A reunião da Comissão de Cidadania da Assembleia Legislativa, realizada ontem (31) a pedido do vice-presidente do colegiado, deputado Bruno Lamas (PSB), para tratar dos supostos prejuízos causados pela construção do loteamento Capuba Ville, da Imobiliária Universal, no bairro de Costa Bela, na Grande Jacaraípe, Serra, foi quente, com muitos questionamentos não respondidos e discordâncias, mas acabou com alguns avanços.

Entre eles, a garantia de participação de membros da imobiliária numa reunião marcada para o próximo dia 11, na própria comunidade, em que a empresa se comprometeu a elaborar um cadastro dos atingidos pelo empreendimento e analisar, caso a caso, os supostos prejuízos, para, comprovada a sua responsabilidade, tomar as devidas providências.

 costa-bela-1.jpegO clima tenso entre o grupo de moradores e a empresa ficou claro, a partir dos cartazes colados nos vidros que separam a galeria do auditório Judith Leão Castello Ribeiro, onde foi realizada a audiência pública, com os dizeres: “Imobiliária Universal realizando seus sonhos à custa do meu sono”, “Universal cadê você? Estou aqui pra resolver” e “Estamos sendo prejudicados por esta obra e ninguém nos ouve” .

Transtornos

Um grupo de moradores do bairro Costa Bela, que atualmente tem 1.300 habitantes, se revezou no microfone denunciando irregularidades na construção do novo loteamento, o que estaria causando forte impacto e transtornos para a comunidade.

“Há anos a imobiliária vem realizando movimentações nesse terreno de forma descontinuada, com longos intervalos entre uma ação e outra.

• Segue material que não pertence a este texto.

PR #976, opened 2023-06-29
Allow removing options that `EntityType` can't accept

### LINKED ISSUE #420: [Autocomplete] Impossible to define custom options in a EntityAutocompleteType class
### Description

I followed the documentation of UX-Autocomplete and I created my custom form type. Problem is that I expect to be able to use some custom options. I can't. It looks like the `AutocompleteEntityTypeSubscriber` is just assuming you don't use any custom options and it's passing all the options to an "autocomplete" field. See https://github.com/symfony/ux-autocomplete/blob/2.x/src/Form/AutocompleteEntityTypeSubscriber.php#L44

### How to reproduce

Just follow the instructions provided in documentation https://symfony.com/bundles/ux-autocomplete/current/index.html#usage-in-a-form-with-ajax and add a custom option, like "allowed_states" in the example provided in https://symfony.com/doc/current/form/create_custom_field_type.html#adding-configuration-options-for-the-form-type.
As soon as you try to use the form with your custom form type (no matter if you use your custom option or not), you get the following exception:

>An error has occurred resolving the options of the form "Symfony\Bridge\Doctrine\Form\Type\EntityType": The option "allowed_states" does not exist. Defined options are: "action", "allow_extra_fields", "allow_file_upload", "allow_options_create", "attr", "attr_translation_parameters", "auto_initialize", "autocomplete", "autocomplete_url", "block_name", "block_prefix", "by_reference", "choice_attr", "choice_filter", "choice_label", "choice_loader", "choice_name", "choice_translation_domain", "choice_translation_parameters", "choice_value", "choices", "class", "compound", "constraints", "csrf_field_name", "csrf_message", "csrf_protection", "csrf_token_id", "csrf_token_manager", "data", "data_class", "disabled", "em", "empty_data", "error_bubbling", "error_mapping", "expanded", "extra_fields_message", "form_attr", "getter", "group_by", "help", "help_attr", "help_html", "help_translation_parameters", "id_reader", "inherit_data", "invalid_message", "invalid_message_parameters", "is_empty_callback", "label", "label_attr", "label_format", "label_html", "label_translation_parameters", "mapped", "method", "multiple", "no_more_results_text", "no_results_found_text", "options_as_html", "placeholder", "post_max_size_message", "preferred_choices", "priority", "property_path", "query_builder", "required", "row_attr", "setter", "tom_select_options", "translation_domain", "trim", "upload_max_size_message", "validation_groups".

### Possible Solution

I don't know if the current implementation could be fixed.
If not, the documentation should be updated, adding a big warning that the developer must not define any custom option in their custom form type.

janklan:
| Q             | A
| ------------- | ---
| Bug fix?      | no
| New feature?  | yes
| Tickets       | Fix #420
| License       | MIT

If you implement a custom Autocompleter class as [described in the docs](https://symfony.com/bundles/ux-autocomplete/current/index.html#usage-in-a-form-with-ajax) and happen to require some non-standard options for your custom field, the Autocompleter (currently) tries to pass your custom option to the internal `EntityType` field. 

This PR adds the ability to list the options that should NOT be passed to that `EntityType`.

### DIFF
--- a/src/Autocomplete/src/Form/ParentEntityAutocompleteType.php
+++ b/src/Autocomplete/src/Form/ParentEntityAutocompleteType.php
@@ -82,6 +82,8 @@ final class ParentEntityAutocompleteType extends AbstractType implements DataMap
             'security' => false,
             // set the max results number that a query on automatic endpoint return.
             'max_results' => 10,
+            /* @see AutocompleteEntityTypeSubscriber::withoutExcludedOptions() */
+            'autocomplete_excluded_options' => [],
         ]);
 
         $resolver->setRequired(['class']);
--- a/src/Autocomplete/CHANGELOG.md
+++ b/src/Autocomplete/CHANGELOG.md
@@ -1,5 +1,10 @@
 # CHANGELOG
 
+## Next
+
+-   Allow not passing custom options to the nested `EntityType` by passing a list through another custom option
+    called `autocomplete_excluded_options` - #420
+
 ## 2.9.0
 
 -   Add support for symfony/asset-mapper
--- a/src/Autocomplete/src/Form/AutocompleteEntityTypeSubscriber.php
+++ b/src/Autocomplete/src/Form/AutocompleteEntityTypeSubscriber.php
@@ -43,9 +43,8 @@ final class AutocompleteEntityTypeSubscriber implements EventSubscriberInterface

Dado o início da movimentação na área do loteamento, percebeu-se que a retirada das árvores e a compactação do solo provocada pela movimentação das máquinas estavam promovendo um acúmulo de água em uma parte específica do loteamento e que isso poderia ter impactos indesejáveis”, alertou Adenis Laurete Júnior, um dos representantes dos moradores.

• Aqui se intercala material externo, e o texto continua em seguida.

PR #983, opened 2023-07-02
new QuillJs component

Ehyiah:
| Q             | A
| ------------- | ---
| Bug fix?      | no
| New feature?  | yes
| Tickets       |  N/A
| License       | MIT

This PR try to make a WYSIWYG into a new Symfony UX component, the famous QuillJs https://quilljs.com/

Usage is pretty simple, just add a QuillType as any regular FormType to get the most simple WYSIWYG.
Or use the configurations options to add other possible options.

It also comes with an EasyAdmin integration by creating a specific QuillAdminField.

Also Currently adding some features not availables out of the box by quill like custom image upload endpoint if you don't want images to be stored as base64 in your database.

Would you like to see this component be added into symfony UX ?


ahmedyakoubi:
Nice job man but I have other thoughts about QuillJs. quilljs is not well maintained and if we have to make it happen we need to wait until version 2 is released and see where things are going. Also, I'd prefer to go with something smaller (size) and more potent like [Lexical](https://github.com/facebook/lexical).

Ehyiah:
Thank you :-) 
Pretty happy you found it great, this is my first try contributing in symfony ecosystem.

And hat was one of my concern too when I choose to start this WYSIWYG component with QuillJs.
Version 2.0 seems to be still in developpement.

And Lexical seems pretty nice too.

I'm totally open to make it with another tool if the majority prefer it.

weaverryan:
Ah yea, I see that Quill tagged 2.0.0.dev0 5 years ago! 

I have not used Lexical, but it looks high quality, is backed by Facebook. On #1 (yes, issue 1!) some other options were discussed. 

Also, there is https://trix-editor.org/ - which is from the same people as Stimulus / Turbo. I would probably vote for trying Trix first, then Lexical if Trix is lacking in some way.

smnandre:
I spent a lot of time comparing various RTE last couple of years and.. _in my humble opinion_ the most updated/professional one is [TipTapDev](https://tiptap.dev/).

It allows more complex content structures like [editor.js](https://editorjs.io/) but even in its simplest form it's already a great / profesional editor with advanced capacities.

I'd love to see it integrated in Symfony UX

Ehyiah:
I'll take a few days to try some of these, at this point I keep in mind 4 alternatives to QuillJs :

**Lexical** which seems pretty complete,
**TipTap** seems pretty well (also very complete and configurable, i like this point).
**Trix** seems very easy to use and to implement (I think), but maybe lack of configurability at first glance).
**suneditor** looks very nice also (complete and configurable and very well documented)

This is going to be complicated, but at this moment, my preference goes to suneditor. 

Maybe we could start a polling ? What do you think ?

WebMamba:
Tiptap already has a Laravel integration: https://tiptap.dev/installation/php. And like what they did by wrapping everything in a component:
```html
 <x-editor
  wire:model="foo"
  wire:poll.10000ms="autosave"
></x-editor>
```

It can be cool to endup with something like this:
```
 <twig:editor 
   wire:model="foo"
  wire:poll.10000ms="autosave"
  ></x-editor>
```

The 4 alternatives look good, but Lexical and TipTap have stronger communities AND GOOD DOCUMENTATION. suneditor is a no-go for me for these two reasons.

weaverryan:
Both tiptap and lexical look great. Both have a ton of GH stars and are very active. Both have MIT licenses. As someone who hasn't used either, if I had to pick one, I'd pick tiptap. Its docs/site look better and it's initialization looks clean.

Ehyiah:
Well, looks like we have 2 finalists.
I'm going to have a deeper look into these 2, then start a new component from one of these :-)

Lets get back to work again !

Jesmaster:
With the release of Symfony 7 there is currently no supported wysiwg editor bundle for Symfony projects.

The FOSCKEditor bundle is still using CKEditor 4 which was EoL back in June 2023 and the bundle itself seems to have been abandoned shortly after Symfony 6 support was added https://github.com/FriendsOfSymfony/FOSCKEditorBundle/issues/254

I'm currently working on a project rebuilding a Symfony 3 site to the latest version and I've been using some of the new UX components and they are working great. I was looking to see if a new wysiwyg editor integration was part of the UX initiative and found this issue. My new site rebuild is stuck on Symfony 6 until I can remove the dependency on the FOSCKeditor package so I'm highly anticipating a new official UX wysiwyg component that will be supported for many versions to come!

simondaigre:
Quill 2.0 [is available](https://github.com/quilljs/quill/releases/tag/v2.0.0). Maybe we can reconsider this PR ?

Ehyiah:
I'm working on it for a few weeks/months already,
The bundle is already compatible with quill v2 (release candidate 5 atm) with some new things.
I will bump the quill to the 2.0 release in the next few days.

De acordo com o morador, essa ação culminou com a derrubada de um muro, gerando severos danos e transtornos.

“No ano passado, em um período de chuvas muito fortes, o muro de uma moradora veio ao chão durante a madrugada e toda a água acumulada nessa parte mais baixa do terreno, localizada exatamente atrás do muro dessa moradora, invadiu a sua residência e alagou a rua, chegando a invadir outras residências”, apontou.

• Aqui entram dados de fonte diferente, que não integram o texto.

PR #985, opened 2023-07-02
[TwigComponent] Add documentation about passing blocks to embedded components

sneakyvv:
| Q             | A
| ------------- | ---
| Bug fix?      | no
| New feature?  | no
| Tickets       | Fix #...
| License       | MIT

This adds documentation of the feature added in #920

### DIFF
--- a/src/TwigComponent/doc/index.rst
+++ b/src/TwigComponent/doc/index.rst
@@ -832,6 +832,136 @@ The ``with`` data is what's mounted on the component object.
 
     Embedded components *cannot* currently be used with LiveComponents.
 
+Passing blocks to embedded components
+~~~~~~~~~~~~~~~~~~~~~~~~~~~~~~~~~~~~~
+
+By combining nested components and embedded components very powerful structures can be created.
+There's one important thing to remember: **each embedded component, a.k.a. a component with
+blocks, inside a template, a.k.a. a nested component, starts its own template**.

Outra queixa dos moradores é de que o aterramento realizado na área ultrapassou a altura dos muros das residências em seu entorno. Dessa forma, segundo eles, a poeira causada pela ação, e, principalmente, a insegurança gerada, facilitaria a invasão das residências por parte de ladrões. Eles reclamam ainda da falta de um sistema de drenagem e de muros de arrimo na obra.

“Queremos que a nossa paz seja devolvida, queremos soluções, queremos informações, queremos diálogo, e mais do que tudo, queremos garantias de ressarcimento”, concluiu Adenis.

A moradora Daniele Curty reclamou da falta de retorno a respeito das demandas. “A gente busca diálogo há mais de um ano. Nós temos ofícios enviados tanto para a imobiliária, quanto para a prefeitura e não tivemos resposta sobre o projeto. Nós temos ali uma importante Área de Preservação Ambiental (APA), que foi catalogada pela Ufes, onde a gente encontra uma fauna e uma flora extensas. Há prejuízos ao meio ambiente”, alertou a convidada.

Segundo Daniele, a Prefeitura da Serra já encaminhou fiscais para acompanhar a execução das obras e foi constatado que a empresa não vem cumprindo diversas condicionantes ambientais estabelecidas. “A primeira chuva que der bem forte vai destruir o restante dos muros que ainda estão de pé”, previu.

Empresa se defende

Representante da Imobiliária Universal, a gerente de Marketing e Relações Institucionais, Juliana Botelho, declarou que a empresa tem mantido diálogo com a Associação de Moradores do bairro.

No entanto, segundo ela, as pessoas impactadas pela obra não se sentem representadas por essa associação e exigem um canal direto de diálogo entre a construtora e os impactados diretamente pelo empreendimento.

“Já inclusive marcamos, a pedido deles, num sábado, lá no loteamento, para que a gente vá ao local com nossa equipe de conciliação e engenharia e faça um apanhado de quais são as queixas, quais são os prejuízos, quais são as inconsistências que existem, para que elas sejam tratadas. E qualquer tipo de dano que ficar comprovado que é um reflexo de nossa obra, temos total abertura de identificar e total interesse de resolver e sanar isso”, assegurou.

Questionamentos ficam sem resposta

Entretanto, ao ser questionada pelo autor do pedido de audiência, o deputado Bruno Lamas, Juliana admitiu que não tinha respostas para parte das perguntas feitas pelo parlamentar, entre elas: a área foi adquirida de quem? Qual o prazo de conclusão da obra? Qual o número de unidades comercializadas? E se as licenças estão de posse da empresa?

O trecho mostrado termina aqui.